Linear Receive Beamforming for CAPA Systems

Abstract

The performance of linear receive beamforming in continuous-aperture array (CAPA)-based uplink communications is analyzed. Three continuous beamforming techniques are proposed under the criteria of maximum-ratio combining (MRC), zero-forcing (ZF), and minimum mean-squared error (MMSE). i) For MRC beamforming, a closed-form expression for the beamformer is derived to maximize per-user signal power. The achieved uplink rate and mean-squared error (MSE) in detecting received data symbols are analyzed. ii) For ZF beamforming, a closed-form beamformer is derived based on channel correlation to eliminate interference.
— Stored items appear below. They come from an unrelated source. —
PR #66, opened 2020-07-29
Fixes #21: Align action processor with client-side action dispatcher

### LINKED ISSUE #21: OperationActionHandler makes it hard to add custom operation action handlers

martin-fleck-at:
- Action processor should invoke ALL registered action handlers
- Each response by an action handler should be processed
- Introduce client action handler that sends actions to client

Note: This change does not adapt the operation handlers which execute operations and do not return any actions as of now.

Signed-off-by: Martin Fleck <mfleck@eclipsesource.com>


plugins/org.eclipse.glsp.server/src/org/eclipse/glsp/server/di/MultiBindingDefaults.java
```diff
@@ -88,7 +97,22 @@ private MultiBindingDefaults() {}
       TriggerEdgeCreationAction.class,
       UpdateModelAction.class);
 
+   public static final List<Class<? extends Action>> DEFAULT_CLIENT_ACTIONS = Lists.newArrayList(
+      SetClipboardDataAction.class,
```
tortmayr, line 101: It looks like this list is not complete. There are a couple of other client actions (ike. Center, FitToScreen, Select, Expand, ServerStatusAction etc.)

We should also double check the ActionHandlers e.g. the `SetEditModeActionHandler` implicitly registers the `SetEditModeAction` which has to be registered as client action as well.

plugins/org.eclipse.glsp.server/src/org/eclipse/glsp/server/action/DefaultActionProcessor.java
```diff
@@ -15,23 +15,26 @@
...
 import org.eclipse.glsp.api.jsonrpc.GLSPClientProvider;
 import org.eclipse.glsp.api.model.GraphicalModelState;
 import org.eclipse.glsp.api.model.ModelStateProvider;
 import org.eclipse.glsp.api.registry.ActionHandlerRegistry;
+import org.eclipse.glsp.server.actionhandler.RequestEditValidationHandler;
 
 import com.google.inject.Inject;
 
 public class DefaultActionProcessor implements ActionProcessor {
+   private static Logger LOG = Logger.getLogger(RequestEditValidationHandler.class);
```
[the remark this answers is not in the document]
martin-fleck-at: Fixed ;-)

plugins/org.eclipse.glsp.server/src/org/eclipse/glsp/server/di/MultiBindingDefaults.java
martin-fleck-at: Very good point! As discussed, I registered the necessary actions as client actions and also removed up some unused actions, cf also https://github.com/eclipse-glsp/glsp-client/pull/74.

I also added a logging example for the server-side action dispatching, cf. https://github.com/eclipse-glsp/glsp-examples/pull/60

martin-fleck-at: Very good observation! I tested this and you are right, the DIActionRegistry already captures all handled actions through the action and operation handler bindings. As a result, the default action binding was removed altogether. I pushed a new commit to reflect that. Thank you!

As a further advance, its optimality in maximizing effective channel gain while ensuring zero inter-user interference is proven. iii) MMSE beamforming is established as the optimal linear receive approach for CAPAs in terms of maximizing per-user rate and minimizing MSE. Closed-form expressions are derived for the MMSE beamformer and the achievable sum-rate and sum-MSE. It is mathematically proven that all proposed beamformers lie within the signal subspace spanned by users' spatial responses. Numerical results demonstrate that CAPAs outperform conventional spatially-discrete arrays (SPDAs) by achieving higher sum-rates and lower sum- MSEs under the proposed linear beamforming techniques.